Exercise aim
Copy the lines exactly as they appear, starting with the first line of the records and ending with the line that contains "-7,10 +7,12 @@".

Information: Begin

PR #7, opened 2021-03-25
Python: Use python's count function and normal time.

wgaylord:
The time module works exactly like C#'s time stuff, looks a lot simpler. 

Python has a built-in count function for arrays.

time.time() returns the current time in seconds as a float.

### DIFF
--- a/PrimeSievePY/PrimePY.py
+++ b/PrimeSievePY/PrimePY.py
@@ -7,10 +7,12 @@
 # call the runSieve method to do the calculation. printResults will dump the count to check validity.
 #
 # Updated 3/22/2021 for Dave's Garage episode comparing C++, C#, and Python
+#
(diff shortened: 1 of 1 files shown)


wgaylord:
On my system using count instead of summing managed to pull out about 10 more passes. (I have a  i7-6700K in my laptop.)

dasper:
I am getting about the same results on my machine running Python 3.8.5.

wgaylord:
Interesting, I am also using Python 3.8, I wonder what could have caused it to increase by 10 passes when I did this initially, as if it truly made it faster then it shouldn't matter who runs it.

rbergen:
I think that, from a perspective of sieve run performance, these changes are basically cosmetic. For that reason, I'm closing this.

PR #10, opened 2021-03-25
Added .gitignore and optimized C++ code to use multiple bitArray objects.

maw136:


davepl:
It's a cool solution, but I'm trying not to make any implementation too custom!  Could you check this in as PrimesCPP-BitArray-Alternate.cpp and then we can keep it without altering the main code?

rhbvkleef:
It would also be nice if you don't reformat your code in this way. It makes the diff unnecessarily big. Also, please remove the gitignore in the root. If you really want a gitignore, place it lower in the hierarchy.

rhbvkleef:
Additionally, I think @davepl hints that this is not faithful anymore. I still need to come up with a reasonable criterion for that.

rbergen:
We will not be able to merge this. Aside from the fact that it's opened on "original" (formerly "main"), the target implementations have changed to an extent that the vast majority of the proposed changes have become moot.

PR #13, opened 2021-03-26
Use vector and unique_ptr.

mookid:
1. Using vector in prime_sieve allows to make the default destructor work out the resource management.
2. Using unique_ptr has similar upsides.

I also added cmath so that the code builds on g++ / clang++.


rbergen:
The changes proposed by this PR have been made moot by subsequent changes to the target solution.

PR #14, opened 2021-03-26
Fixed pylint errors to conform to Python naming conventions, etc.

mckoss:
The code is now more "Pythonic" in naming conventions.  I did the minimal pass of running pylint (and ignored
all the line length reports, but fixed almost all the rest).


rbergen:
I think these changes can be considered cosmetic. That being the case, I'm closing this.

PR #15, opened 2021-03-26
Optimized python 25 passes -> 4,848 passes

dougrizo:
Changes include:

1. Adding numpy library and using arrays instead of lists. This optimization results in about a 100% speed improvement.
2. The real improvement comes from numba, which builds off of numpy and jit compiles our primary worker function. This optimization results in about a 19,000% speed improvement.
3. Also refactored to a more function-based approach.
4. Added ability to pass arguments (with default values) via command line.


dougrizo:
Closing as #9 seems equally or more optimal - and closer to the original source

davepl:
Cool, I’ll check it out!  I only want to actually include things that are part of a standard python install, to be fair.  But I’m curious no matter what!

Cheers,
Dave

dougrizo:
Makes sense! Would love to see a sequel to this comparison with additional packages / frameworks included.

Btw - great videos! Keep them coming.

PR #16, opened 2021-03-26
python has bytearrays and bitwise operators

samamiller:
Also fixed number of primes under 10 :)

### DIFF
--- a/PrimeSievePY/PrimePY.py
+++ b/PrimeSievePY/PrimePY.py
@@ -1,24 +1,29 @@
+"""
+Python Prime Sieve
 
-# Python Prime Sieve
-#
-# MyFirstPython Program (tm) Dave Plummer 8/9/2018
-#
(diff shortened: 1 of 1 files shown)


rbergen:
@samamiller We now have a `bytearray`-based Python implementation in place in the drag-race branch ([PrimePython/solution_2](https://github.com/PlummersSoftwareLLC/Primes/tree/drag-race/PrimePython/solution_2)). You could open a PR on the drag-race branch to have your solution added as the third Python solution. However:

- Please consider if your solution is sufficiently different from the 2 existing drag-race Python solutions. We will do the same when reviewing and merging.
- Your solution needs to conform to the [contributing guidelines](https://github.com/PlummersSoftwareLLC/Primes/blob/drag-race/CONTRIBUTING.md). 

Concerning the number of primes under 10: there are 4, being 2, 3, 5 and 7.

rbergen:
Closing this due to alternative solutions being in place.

Information: End

Task solution
PR #7, opened 2021-03-25
Python: Use python's count function and normal time.

wgaylord:
The time module works exactly like C#'s time stuff, looks a lot simpler. 

Python has a built-in count function for arrays.

time.time() returns the current time in seconds as a float.

### DIFF
--- a/PrimeSievePY/PrimePY.py
+++ b/PrimeSievePY/PrimePY.py
@@ -7,10 +7,12 @@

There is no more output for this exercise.